What to do:
Retype all of the data shown below, keeping every character the same.

Collected data:
PR #890, opened 2025-09-01
Update dependencies 20250901

dmohns:

With updated version of PHPStan and Laravel, we no longer need redundant `@var` type hints.

For example, in 

```
/** @var Meter|null $result */
        $result = $this->newQuery()->where('serial_number', '=', $meterSerialNumber)->first();
```

the type hint `@var Meter|null $result` can be omitted. Larastan now understands it, when using `newQuery()`.

Additionally, changing the way `resolve()` is used in the app. 

- Use `resolve(...::class)` in the code where possible, to get much better type hinting.
- Register `aliases` in the service container. This can be used, when an API is resolved via Database entries (where we shouldn't use `class-string`, as these might change)

### Pull Request checklist

### DIFF
--- a/src/backend/packages/inensus/angaza-shs/src/Providers/AngazaSHSServiceProvider.php
+++ b/src/backend/packages/inensus/angaza-shs/src/Providers/AngazaSHSServiceProvider.php
@@ -25,7 +25,8 @@ class AngazaSHSServiceProvider extends ServiceProvider {
         $this->mergeConfigFrom(__DIR__.'/../../config/angaza-shs.php', 'angaza-shs');
         $this->app->register(EventServiceProvider::class);
         $this->app->register(ObserverServiceProvider::class);
-        $this->app->bind('AngazaSHSApi', AngazaSHSApi::class);
+        $this->app->bind(AngazaSHSApi::class);
+        $this->app->alias(AngazaSHSApi::class, 'AngazaSHSApi');
     }
 
     public function publishConfigFiles(): void {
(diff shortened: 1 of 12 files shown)


src/backend/app/Exceptions/Export/CsvNotSavedException.php
```diff
@@ -3,6 +3,8 @@
 namespace App\Exceptions\Export;
 
 class CsvNotSavedException extends \Exception {
-    /** @var string */
+    /**
+     * @var string
+     */
```
beesaferoot, line 8: Did you mean to remove this instead

src/backend/app/Models/ProtectedPage.php
```diff
@@ -5,6 +5,8 @@
 use App\Models\Base\BaseModelCentral;
 
 class ProtectedPage extends BaseModelCentral {
-    /** @var string */
+    /**
```
beesaferoot, line 8: Same here

beesaferoot (dismissed):

src/backend/packages/inensus/africas-talking/src/Providers/AfricasTalkingServiceProvider.php
```diff
@@ -24,7 +24,8 @@ public function register(): void {
         $this->mergeConfigFrom(__DIR__.'/../../config/africas-talking.php', 'africas-talking');
         $this->app->register(EventServiceProvider::class);
         $this->app->register(ObserverServiceProvider::class);
-        $this->app->bind('AfricasTalkingGateway', AfricasTalkingGateway::class);
+        $this->app->bind(AfricasTalkingGateway::class);
+        $this->app->alias(AfricasTalkingGateway::class, 'AfricasTalkingGateway');
```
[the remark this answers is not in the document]
dmohns: Haha, yeah, from this code alone it's not really clear. The idea here is to be able to call

```
resolve(AfricasTalkingGateway::class)
```

This seems to be the "Laravel-way" of doing it, like here: https://laravel.com/docs/11.x/container#the-make-method
(`resolve` is just an alias to `$this->app->make(...)`). This is nice, because we get auto-completion etc... as it understands that the return will be `AfricasTalkingGateway`.

I'm adding the alias as a precaution, in case there is a place left where we still call`resolve('AfricasTalkingGateway`)`.


**Note:** There is a difference for manufacturer API's. These are read from the database, i.e. the `api_name` column on `Device`. Here, we don't want to write the full Laravel class path into `api_name` column. But rather an alias. (similar to how we do in morph maps)

beesaferoot (approved):

PR #901, opened 2025-09-05
Update Larastan to version 3

dmohns:

Updates to Larastan version 3 (and simultaneously PHPStan 2). Newer version reports some additional errors which are also getting fixed in this PR.

### Pull Request checklist

### DIFF
--- a/src/backend/app/Helpers/MailHelperMock.php
+++ b/src/backend/app/Helpers/MailHelperMock.php
@@ -2,9 +2,6 @@
 
 namespace App\Helpers;
 
-use App\Exceptions\MailNotSentException;
-use PHPMailer\PHPMailer\Exception as PHPMailerException;
-
 class MailHelperMock implements MailHelperInterface {
     /**
      * @param string      $to
--- a/src/backend/app/Misc/LoanDataContainer.php
+++ b/src/backend/app/Misc/LoanDataContainer.php
@@ -5,7 +5,6 @@ namespace App\Misc;
 use App\Events\PaymentSuccessEvent;
 use App\Exceptions\Meters\MeterIsNotAssignedToCustomer;
 use App\Exceptions\Meters\MeterIsNotInUse;
-use App\Exceptions\Meters\MeterNotFound;
 use App\Models\AssetPerson;
 use App\Models\AssetRate;
 use App\Models\Meter\Meter;


src/backend/app/Http/Controllers/Reports.php
```diff
@@ -444,7 +437,7 @@ private function addConnectionGroupsToXLS(
 
             $meters = $connectionGroup->meters()->get();
 
-            if ($meters !== null) {
+            if (!$meters->isEmpty()) {
```
beesaferoot, line 440: Do we need to have a null check just to be safe here? i.e

```php
if(isset($meters) and !$meters->isEmpty()) {
}
```

src/backend/app/Http/Controllers/RevenueController.php
```diff
@@ -152,7 +152,7 @@ public function revenueData(Request $request): ApiResource {
                     'average_revenue_per_month' => '-',
                 ];
             }
-        } elseif ($targets !== null && $targetType === 'mini-grid' && isset($targets->subTargets)) {
+        } elseif ($targetType === 'mini-grid' && isset($targets->subTargets)) {
```
beesaferoot, line 155: I'm concerned about removing the null check, is it guaranteed not never ever be null?

src/backend/app/Http/Controllers/Reports.php
dmohns: But, yeah, it's technically changing the logic. If, somehow `$meters` IS null, then modified code will fail.

Let me add your suggestions 👍

dmohns: Just tried that, but

```
Variable $meters in isset() always exists and is not nullable. 
```

🙈 

The reason here is: Earlier in the function we have:

```php
if (!isset($connectionGroup->name)) {
    continue;
}
```

The only way `$meter` could ever be `null` is when `$connectionGroup` is unset. Which is guarded by the above.

src/backend/app/Http/Controllers/RevenueController.php
beesaferoot: I missed that 😄. Thanks. I can be less woried now

beesaferoot (approved):

PR #1572, opened 2026-07-20
Fix/agent usability

### LINKED ISSUE #1569: [Bug]: Agents Transactions getting duplicated
### Preflight Checklist

### Expected Behavior

When an agents collects a payment, it should be recorded once and not affect the balance.

### Actual Behavior

Whenever an agent collects a payment, the transaction gets duplicated and it makes the agents balance higher than it should be. 
For example, if agent collects 100, in the transaction history we find 2 transactions for the same amount.

Image

### Steps to reproduce

Create agent, choose agent commission type, assign units, go to field App, make payment for a customer.

Windows

### Additional Information

_No response_

beesaferoot:
Close: #1569 

This PR addresses a number Agent usability issues. 

### Pull Request checklist


docs/usage-guide/agent-users.md
```diff
@@ -72,7 +81,9 @@ These records track money given to and returned by agents, keeping their balance
 
 ### Agent Charges
 
-An **agent charge** represents money the company gives to the agent so that they can continue serving customers. Charges are created from the web panel (`Agents` → `Commission Types` → `+`). When a charge is saved, a matching balance entry is added so the credit appears in the agent’s ledger.
+An **agent charge** represents money the company gives to the agent so that they can continue serving customers.
```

Response to this task:
PR #890, opened 2025-09-01
Update dependencies 20250901

dmohns:

With updated version of PHPStan and Laravel, we no longer need redundant `@var` type hints.

For example, in 

```
/** @var Meter|null $result */
        $result = $this->newQuery()->where('serial_number', '=', $meterSerialNumber)->first();
```

the type hint `@var Meter|null $result` can be omitted. Larastan now understands it, when using `newQuery()`.

Additionally, changing the way `resolve()` is used in the app. 

- Use `resolve(...::class)` in the code where possible, to get much better type hinting.
- Register `aliases` in the service container. This can be used, when an API is resolved via Database entries (where we shouldn't use `class-string`, as these might change)

### Pull Request checklist

### DIFF
--- a/src/backend/packages/inensus/angaza-shs/src/Providers/AngazaSHSServiceProvider.php
+++ b/src/backend/packages/inensus/angaza-shs/src/Providers/AngazaSHSServiceProvider.php
@@ -25,7 +25,8 @@ class AngazaSHSServiceProvider extends ServiceProvider {
         $this->mergeConfigFrom(__DIR__.'/../../config/angaza-shs.php', 'angaza-shs');
         $this->app->register(EventServiceProvider::class);
         $this->app->register(ObserverServiceProvider::class);
-        $this->app->bind('AngazaSHSApi', AngazaSHSApi::class);
+        $this->app->bind(AngazaSHSApi::class);
+        $this->app->alias(AngazaSHSApi::class, 'AngazaSHSApi');
     }
 
     public function publishConfigFiles(): void {
(diff shortened: 1 of 12 files shown)


src/backend/app/Exceptions/Export/CsvNotSavedException.php
```diff
@@ -3,6 +3,8 @@
 namespace App\Exceptions\Export;
 
 class CsvNotSavedException extends \Exception {
-    /** @var string */
+    /**
+     * @var string
+     */
```
beesaferoot, line 8: Did you mean to remove this instead

src/backend/app/Models/ProtectedPage.php
```diff
@@ -5,6 +5,8 @@
 use App\Models\Base\BaseModelCentral;
 
 class ProtectedPage extends BaseModelCentral {
-    /** @var string */
+    /**
```
beesaferoot, line 8: Same here

beesaferoot (dismissed):

src/backend/packages/inensus/africas-talking/src/Providers/AfricasTalkingServiceProvider.php
```diff
@@ -24,7 +24,8 @@ public function register(): void {
         $this->mergeConfigFrom(__DIR__.'/../../config/africas-talking.php', 'africas-talking');
         $this->app->register(EventServiceProvider::class);
         $this->app->register(ObserverServiceProvider::class);
-        $this->app->bind('AfricasTalkingGateway', AfricasTalkingGateway::class);
+        $this->app->bind(AfricasTalkingGateway::class);
+        $this->app->alias(AfricasTalkingGateway::class, 'AfricasTalkingGateway');
```
[the remark this answers is not in the document]
dmohns: Haha, yeah, from this code alone it's not really clear. The idea here is to be able to call

```
resolve(AfricasTalkingGateway::class)
```

This seems to be the "Laravel-way" of doing it, like here: https://laravel.com/docs/11.x/container#the-make-method
(`resolve` is just an alias to `$this->app->make(...)`). This is nice, because we get auto-completion etc... as it understands that the return will be `AfricasTalkingGateway`.

I'm adding the alias as a precaution, in case there is a place left where we still call`resolve('AfricasTalkingGateway`)`.


**Note:** There is a difference for manufacturer API's. These are read from the database, i.e. the `api_name` column on `Device`. Here, we don't want to write the full Laravel class path into `api_name` column. But rather an alias. (similar to how we do in morph maps)

beesaferoot (approved):

PR #901, opened 2025-09-05
Update Larastan to version 3

dmohns:

Updates to Larastan version 3 (and simultaneously PHPStan 2). Newer version reports some additional errors which are also getting fixed in this PR.

### Pull Request checklist

### DIFF
--- a/src/backend/app/Helpers/MailHelperMock.php
+++ b/src/backend/app/Helpers/MailHelperMock.php
@@ -2,9 +2,6 @@
 
 namespace App\Helpers;
 
-use App\Exceptions\MailNotSentException;
-use PHPMailer\PHPMailer\Exception as PHPMailerException;
-
 class MailHelperMock implements MailHelperInterface {
     /**
      * @param string      $to
--- a/src/backend/app/Misc/LoanDataContainer.php
+++ b/src/backend/app/Misc/LoanDataContainer.php
@@ -5,7 +5,6 @@ namespace App\Misc;
 use App\Events\PaymentSuccessEvent;
 use App\Exceptions\Meters\MeterIsNotAssignedToCustomer;
 use App\Exceptions\Meters\MeterIsNotInUse;
-use App\Exceptions\Meters\MeterNotFound;
 use App\Models\AssetPerson;
 use App\Models\AssetRate;
 use App\Models\Meter\Meter;


src/backend/app/Http/Controllers/Reports.php
```diff
@@ -444,7 +437,7 @@ private function addConnectionGroupsToXLS(
 
             $meters = $connectionGroup->meters()->get();
 
-            if ($meters !== null) {
+            if (!$meters->isEmpty()) {
```
beesaferoot, line 440: Do we need to have a null check just to be safe here? i.e

```php
if(isset($meters) and !$meters->isEmpty()) {
}
```

src/backend/app/Http/Controllers/RevenueController.php
```diff
@@ -152,7 +152,7 @@ public function revenueData(Request $request): ApiResource {
                     'average_revenue_per_month' => '-',
                 ];
             }
-        } elseif ($targets !== null && $targetType === 'mini-grid' && isset($targets->subTargets)) {
+        } elseif ($targetType === 'mini-grid' && isset($targets->subTargets)) {
```
beesaferoot, line 155: I'm concerned about removing the null check, is it guaranteed not never ever be null?

src/backend/app/Http/Controllers/Reports.php
dmohns: But, yeah, it's technically changing the logic. If, somehow `$meters` IS null, then modified code will fail.

Let me add your suggestions 👍

dmohns: Just tried that, but

```
Variable $meters in isset() always exists and is not nullable. 
```

🙈 

The reason here is: Earlier in the function we have:

```php
if (!isset($connectionGroup->name)) {
    continue;
}
```

The only way `$meter` could ever be `null` is when `$connectionGroup` is unset. Which is guarded by the above.

src/backend/app/Http/Controllers/RevenueController.php
beesaferoot: I missed that 😄. Thanks. I can be less woried now

beesaferoot (approved):

PR #1572, opened 2026-07-20
Fix/agent usability

### LINKED ISSUE #1569: [Bug]: Agents Transactions getting duplicated
### Preflight Checklist

### Expected Behavior

When an agents collects a payment, it should be recorded once and not affect the balance.

### Actual Behavior

Whenever an agent collects a payment, the transaction gets duplicated and it makes the agents balance higher than it should be. 
For example, if agent collects 100, in the transaction history we find 2 transactions for the same amount.

Image

### Steps to reproduce

Create agent, choose agent commission type, assign units, go to field App, make payment for a customer.

Windows

### Additional Information

_No response_

beesaferoot:
Close: #1569 

This PR addresses a number Agent usability issues. 

### Pull Request checklist


docs/usage-guide/agent-users.md
```diff
@@ -72,7 +81,9 @@ These records track money given to and returned by agents, keeping their balance
 
 ### Agent Charges
 
-An **agent charge** represents money the company gives to the agent so that they can continue serving customers. Charges are created from the web panel (`Agents` → `Commission Types` → `+`). When a charge is saved, a matching balance entry is added so the credit appears in the agent’s ledger.
+An **agent charge** represents money the company gives to the agent so that they can continue serving customers.
```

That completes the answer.